Apache Bigtop: The "Fedora of Hadoop" is Now Built on Hadoop 2.x

Categories: Bigtop CDH Hadoop

BigtopJust in time for Hadoop Summit 2013, the Apache Bigtop team is very pleased to announce the release of Bigtop 0.6.0: The very first release of a fully integrated Big Data management distribution built on the currently most advanced Hadoop 2.x, Hadoop 2.0.5-alpha.

Bigtop, as many of you might already know, is a project aimed at creating a 100% open source and community-driven Big Data management distribution based on Apache Hadoop. (You can learn more about it by reading one of our previous blog posts on Apache Blogs.) Bigtop also plays an important role in CDH, which utilizes its packaging code from Bigtop — Cloudera takes pride in developing open source packaging code and contributing the same back to the community.

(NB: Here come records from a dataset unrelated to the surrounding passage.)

PR #431, opened 2024-12-12
went over tests and tweaked a few things

zkat:


tests/test_cases/input/eof_after_escape.kdl
```diff
@@ -1 +1 @@
-node \
+node \
```
tabatkins, line 1: Missed this case, NICE

zkat: oh? You mean this failed in kdl-py? haha nice

tjol: Yeah this also failed in ckdl :-)

PR #432, opened 2024-12-12
More tests for whitespace in multi-line strings

tjol:
@tabatkins please check that I got these right.


tests/test_cases/expected_kdl/slashdash_newline_before_node.kdl
```diff
@@ -1 +0,0 @@
-
```
tabatkins, line 1: Looks like you accidentally included an old version of this expectation; current testsuite has a newline in it.

tjol: Ah, I somehow thought the file had two newlines (and removed the second one).

tjol: Oooh, the file contains CR LF, not just LF. (That's why my test is failing)

That can't be on purpose, can it?

tabatkins (approved):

The very astute readers of this blog will notice that given our quarterly release schedule, Bigtop 0.6.0 should have been called Bigtop 0.7.0. It is true that we skipped a quarter. Our excuse is that we spent all this extra time helping the Hadoop community stabilize the Hadoop 2.x code line and making it a robust kernel for all the applications that are now part of the Bigtop distribution.

And speaking of applications, we haven’t forgotten to grow the Bigtop family: Bigtop 0.6.0 adds Apache HCatalog and Apache Giraph to the mix. The full list of Hadoop applications available as part of the Bigtop 0.6.0 release is:

  • Apache Zookeeper 3.4.5
  • Apache Flume 1.3.1
  • Apache HBase 0.94.5
  • Apache Pig 0.11.1
  • Apache Hive 0.10.0
  • Apache Sqoop 2 (AKA 1.99.2)
  • Apache Oozie 3.3.2
  • Apache Whirr 0.8.2
  • Apache Mahout 0.7
  • Apache Solr (SolrCloud) 4.2.1
  • Apache Crunch (incubating) 0.5.0
  • Apache HCatalog 0.5.0
  • Apache Giraph 1.0.0
  • LinkedIn DataFu 0.0.6
  • Cloudera Hue 2.3.0

The list of supported Linux platforms has expanded to include:

  • CentOS/RHEL 5 and 6
  • Fedora 17 and 18
  • SuSE Linux Enterprise 11
  • OpenSUSE 12.2
  • Ubuntu LTS Lucid (10.04) and Precise (12.04)
  • Ubuntu Quantal (12.10)

We would like to invite everybody to give the Bigtop 0.6.0 binary distribution a try. All you have to do is to pick your favorite Linux distribution, follow our wiki instructions, and you will have your first pseudo-distributed cluster computing pi in no time.

If you’re thinking about deploying Bigtop to a fully-distributed cluster, you might find our Puppet code to be useful — after all, we use it all the time ourselves to test Bigtop. There is brief documentation on how to run our Puppet recipes in a master-less puppet configuration, but a typical Puppet master setup should work as well.

Finally, Bigtop would not have been possible without the tireless work of all the volunteer developers. This is an amazing community to be part of, and if you would like to join us, now is the time. In fact, we decided to take advantage of Hadoop Summit drawing a lot of Hadoop developers to the San Francisco Bay Area and have our first meeting of the Apache Bigtop Working Group on Thursday, June 27 at Elance’s offices in Mountain View. Come join us! It is a lot of fun to build the future of Big Data management together!

Happy Big Data discoveries,

Your faithful and tireless Bigtop development team.

Roman Shaposhnik is a Software Engineer on the Infrastructure team and VP/PMC chair of the Bigtop project.